PR #920, opened 2026-04-16
Support large routing requests via POST and PUT

pcace:
## Summary

This change adds request-body support for standalone `/brouter` routing requests so large `nogos`, `polylines`, and `polygons` no longer have to fit into the URL.

This PR is based on a clean branch from `upstream/master` and contains only the standalone request-body support change.

## What changed

- accept routing parameters via `POST` and `PUT` request bodies for `/brouter`
- keep existing `GET` query parameter support unchanged
- add request-body parsing safeguards based on `Content-Type` and `Content-Length`
- add a configurable `maxRequestLength` server property
- raise the standalone startup script defaults to support bodies slightly above 5 MiB
- document the request-body workflow and file-based `PUT` uploads
- add tests for `POST` body routing and large polygon `PUT` requests

## Notes

- supported routing body content types are `application/x-www-form-urlencoded` and `text/plain`
- the standalone script now exposes the relevant JVM and request-size settings through environment variables

## Validation

- built successfully in the project Docker build
- verified routing with `GET` and `PUT` locally
- verified a real `PUT` request with a body slightly above 5 MiB against a deployed server

### DIFF
--- a/brouter-server/src/main/java/btools/server/RouteServer.java
+++ b/brouter-server/src/main/java/btools/server/RouteServer.java
@@ -38,6 +38,8 @@ import btools.util.StackSampler;
 
 public class RouteServer extends Thread implements Comparable<RouteServer> {
   public static final String PROFILE_UPLOAD_URL = "/brouter/profile";
+  public static final String PROFILES_URL = "/brouter/getprofiles";
+  public static final String ROUTING_URL = "/brouter";
   static final String HTTP_STATUS_OK = "200 OK";
   static final String HTTP_STATUS_BAD_REQUEST = "400 Bad Request";
   static final String HTTP_STATUS_FORBIDDEN = "403 Forbidden";
@@ -83,6 +85,8 @@ public class RouteServer extends Thread implements Comparable<RouteServer> {
       String agent = null;
       String encodings = null;
       String xff = null; // X-Forwarded-For
+      String contentType = null;
+      int contentLength = -1;
 
       // more headers until first empty line
       for (; ; ) {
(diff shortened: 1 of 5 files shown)


EssBee59:
==>  no longer have to fit into the URL

Hello pcace!

Could you please first explain the need for implementing POST requests?
(I am missing defects about that)
The URL max size has been extended again and again in the last years, so that I thought, the GET requests support any real routing request currently?

pcace:
Hi, sorry that it took so long to reply. 
The reason for that change is a problem i am facing in roadbooknavi.de it allows to create quite long routes. But i also want to have the option to for example avoid all nature reserves. To do that, i query data around the route via an overpass endpoint and use the output as a geojson as nogo areas. Sometimes this is wayyyy bigger the the current limitation. To completely get rid of the problem i thought this pr could solve it permanently.

I am currently using it in my fork successfully since the pr and never had an issue with it

Cheers and thanks for reply!

afischerdev:
Thanks for your answer. 
We will not enable this at the moment. We have several server load problems with unknown users and heavy traffic. But we keep the PR open.

I had a look at the roadbook tulips, nice feature. 
But it looks like you will send your data extracts to BRouter and like to get it back with the route. Why not mixing the data from export and route at home?

Is there a way for you to do the routing with the Android app?

Could you provide us with such an export json file?

pcace:
Hi, thanks for your reply! I have a geojson attached as an example. its the nature reserves in brandenburg state germany. There is no way i could use this as nogo areas using the current method because its just wayy to big url then. 

[brb nogo.json](https://github.com/user-attachments/files/31253531/brb.nogo.json)

I think i dont quite get your point here: 

`But it looks like you will send your data extracts to BRouter and like to get it back with the route. Why not mixing the data from export and route at home?
`

basically yes - i get the extracts from overpass osm, and use them in brouter as nogo areas. but what do you mean with mixing data?

Thansks a lot!

afischerdev:
As I said, I had a look on the tulips like this 
Sample Tulip<BR><small>Turn right after
the bridge</small>
And so I started thinking about adding entries for POIs.
What you send is a nogo file for your area - that is fine for me.

pcace:
Thanks for the clarification! I hope i understand your point now correctly: by "mixing the data at home" – I'm actually already doing that in a sense: I run my own BRouter instance, so the POST/PUT support would only be enabled there, not on the public server. That's exactly the reason for this PR: it's not meant to change the public brouter.de behavior, it just makes it possible for self-hosted instances to accept large nogo datasets without URL limits.

The Android app isn't an option for a web app like RoadbookNavi, since routing happens server-side in the backend.

what file do you mean here: ```Could you provide us with such an export json file?``` if you mean finished roadbook files - you can just make one on roadbooknavi.de and export it as you like! json, openrallyGPX, PDF, etc etc.

afischerdev:
@pcace 
Thanks for the clearing.

> it's not meant to change the public brouter.de behavior

Not exactly. When I run your source without any changes, it starts with POST/PUT support.
Only when I set the new parameter -DmaxRequestLength=0 I get a `400: Bad Request`
I would prefer to have another variable e.g. `usePOSTRequests` with default `false`. So the server start scripts need a change, when you like to use the new features.

pcace:
Hi, thanks for the feedback!
i have worked on it again: 

- Request bodies are now opt-in: usePOSTRequests defaults to false; POST/PUT to /brouter returns 405 Method Not Allowed until -DusePOSTRequests=true is set. No behavior change for existing deployments, and the public server is unaffected unless an operator explicitly enables it.
- server.sh change is minimal now (just the opt-in flag), the env-var refactoring was dropped. When enabled, maxRequestLength (default 1000000) caps the body size, e.g. -DmaxRequestLength=6291456.
- Trimmed unrelated scope (OPTIONS/CORS handling for /brouter, getprofiles additions) and added a test asserting the disabled-by-default behavior.
- Branch rebased onto current master; all tests green.

afischerdev:
@pcace 
Thanks for the new version. It works fine.

afischerdev:
@pcace 

pcace:
Thanks a lot!!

☆ ☆ ☆ ☆ ☆

• Exercise details
Would you retype the lines above from the one with "We will not" down to the one with "I think i dont", word for word, both ends included and no other lines?

• Solved problem
We will not enable this at the moment. We have several server load problems with unknown users and heavy traffic. But we keep the PR open.

I had a look at the roadbook tulips, nice feature. 
But it looks like you will send your data extracts to BRouter and like to get it back with the route. Why not mixing the data from export and route at home?

Is there a way for you to do the routing with the Android app?

Could you provide us with such an export json file?

pcace:
Hi, thanks for your reply! I have a geojson attached as an example. its the nature reserves in brandenburg state germany. There is no way i could use this as nogo areas using the current method because its just wayy to big url then. 

[brb nogo.json](https://github.com/user-attachments/files/31253531/brb.nogo.json)

I think i dont quite get your point here: 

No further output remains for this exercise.